Example: Average Body Mass by Species and Sex

In Excel, you would put species in Rows, sex in Columns, and body_mass_g in Values. In R:

pivot_summary <- penguins %>%
  filter(!is.na(sex)) %>% # Remove missing values
  group_by(species, sex) %>%
  summarize(mean_mass = mean(body_mass_g, na.rm = TRUE))

pivot_summary %>% 
  kable() %>% 
  kable_styling(full_width = F)

species	sex	mean_mass
Adelie	female	3368.836
Adelie	male	4043.493
Chinstrap	female	3527.206
Chinstrap	male	3938.971
Gentoo	female	4679.741
Gentoo	male	5484.836

4. Reshaping Data: `pivot_wider()`

The table above is in Long Format. To make it look like a traditional Excel Pivot Table, we use pivot_wider(). This spreads a column’s values into multiple new columns.

wide_pivot <- pivot_summary %>%
  pivot_wider(
    names_from = sex, 
    values_from = mean_mass
  )

wide_pivot %>% 
  kable(caption = "Traditional Pivot Table View (Wide Format)") %>% 
  kable_styling(full_width = F)

Traditional Pivot Table View (Wide Format)
species	female	male
Adelie	3368.836	4043.493
Chinstrap	3527.206	3938.971
Gentoo	4679.741	5484.836

Visualizing the Transformation

names_from: Which column’s values become the new headers? (e.g., female, male).
values_from: Which column contains the numbers to fill the cells?

5. Reshaping Data: `pivot_longer()`

Sometimes data comes in a wide format that is hard to analyze or plot. We use pivot_longer() to “un-pivot” it back to a tidy format.
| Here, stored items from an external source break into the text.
PR #677, opened 2024-09-17
feat: detect more perf data file types in directory

lievenhey:
Currently `hotspot dir` only opens perf.data files. This patch extends this to perf.data, perf.data.old and perf.data.perfparser files.

### DIFF
--- a/src/main.cpp
+++ b/src/main.cpp
@@ -57,6 +57,20 @@ void Q_DECL_UNUSED initRCCIconTheme()
 }
 #endif
 
+namespace {
+QStringList findPerfDataFiles(const QDir& directory = QDir::current())
+{
+    QStringList files;
+
+    for (const auto& filename : {QStringLiteral("perf.data"), QStringLiteral("perf.data.perfparser")}) {
+        if (directory.exists(filename)) {
+            files.push_back(directory.absoluteFilePath(filename));
+        }
+    }
+    return files;
+}
+}
+
 std::unique_ptr<QCoreApplication> createApplication(int& argc, char* argv[])
 {
     const std::initializer_list<std::string_view> nonGUIOptions = {"--version", "-v", "--exportTo",
@@ -236,7 +250,12 @@ int main(int argc, char** argv)
     if (!files.isEmpty()) {
         auto file = files.constFirst();
         if (QFileInfo(file).isDir()) {
-            file.append(QLatin1String("/perf.data"));
+            // search for common perf data files in dir and open the first one found
+            // if none is found, hotspot will complain, that `file` is not a file
+            const auto perfDataFiles = findPerfDataFiles(QDir(file));
+            if (!perfDataFiles.isEmpty()) {
+                file = perfDataFiles.first();
+            }
         }
 
         if (parser.isSet(exportTo)) {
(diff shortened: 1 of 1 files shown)


GitMensch:
From the commit and PR title I've thought this to be about "open all perf.data/.perfparser files in the given directory"...

Not sure about perf.old.data... what do you think about moving it at least after perf.data.perfparser or take both out of that check and list dir directory for any files starting with "perf.data" or ending on ".perfparser"?

lievenhey:
right, I changed the title so it is less misleading.

> Not sure about perf.old.data... what do you think about moving it at least after perf.data.perfparser or take both out of that check and list dir directory for any files starting with "perf.data" or ending on ".perfparser"?

The intend of this feature is to emulate `perf report`. Therefor it doesn't make sense to open all files, only the newest one. But yes it should be not the second in the list. Lets see what @milianw has to say.

GitMensch:
Opening the newest one would make it unlikely to load perf.old.data - but yes, I'd find it very nice if specifying the directory just takes the newest file per our file open- re https://github.com/KDAB/hotspot/blob/e6ce4c460b2990a86dee0d2b180949a28cc71dc8/src/mainwindow.cpp#L287-L294

Those are more files and currently there's no list dir, order by timestamp - can you please inspect adding this in this PR?

src/main.cpp
```diff
@@ -236,7 +236,15 @@ int main(int argc, char** argv)
...
-            file.append(QLatin1String("/perf.data"));
+            // search for common perf data files in dir and open the first one found
+            // if none is found, hotspot will complain, that `file` is not a file
+            for (const auto& perfDataFile : {QStringLiteral("/perf.data"), QStringLiteral("/perf.data.old"),
+                                             QStringLiteral("/perf.data.perfparser")}) {
+                if (QFileInfo::exists(file + perfDataFile)) {
+                    file.append(perfDataFile);
+                    break;
+                }
+            }
```
GitMensch, line 247: Can you move that out to a helper function that returns a QString() with the filename?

Imagine we have a dataset of penguin measurements in a wide format:

# Creating a wide sample
wide_data <- penguins %>%
  slice(1:5) %>%
  select(species, bill_length_mm, bill_depth_mm)

wide_data %>% kable()

species	bill_length_mm	bill_depth_mm
Adelie	39.1	18.7
Adelie	39.5	17.4
Adelie	40.3	18.0
Adelie	NA	NA
Adelie	36.7	19.3

# Pivoting it Longer
long_data <- wide_data %>%
  pivot_longer(
    cols = starts_with("bill"), 
    names_to = "measurement_type", 
    values_to = "value"
  )

long_data %>% kable()

species	measurement_type	value
Adelie	bill_length_mm	39.1
Adelie	bill_depth_mm	18.7
Adelie	bill_length_mm	39.5
Adelie	bill_depth_mm	17.4
Adelie	bill_length_mm	40.3
Adelie	bill_depth_mm	18.0
Adelie	bill_length_mm	NA
Adelie	bill_depth_mm	NA
Adelie	bill_length_mm	36.7
Adelie	bill_depth_mm	19.3

6. Real-World Application: Multi-Metric Pivot

Let’s create a complex summary table that shows both the count of penguins and their average flipper length across islands and species.

complex_pivot <- penguins %>%
  group_by(species, island) %>%
  summarize(
    n = n(),
    avg_flipper = mean(flipper_length_mm, na.rm = TRUE)
  ) %>%
  pivot_wider(
    names_from = island,
    values_from = c(n, avg_flipper),
    values_fill = 0 # Fill NAs with 0
  )

complex_pivot %>% 
  kable() %>% 
  kable_styling(bootstrap_options = "bordered")

species	n_Biscoe	n_Dream	n_Torgersen	avg_flipper_Biscoe	avg_flipper_Dream	avg_flipper_Torgersen
Adelie	44	56	52	188.7955	189.7321	191.1961
Chinstrap	0	68	0	0.0000	195.8235	0.0000
Gentoo	124	0	0	217.1870	0.0000	0.0000

7. Visualizing Pivoted Data

One of the main reasons we pivot data in R is to prepare it for ggplot2.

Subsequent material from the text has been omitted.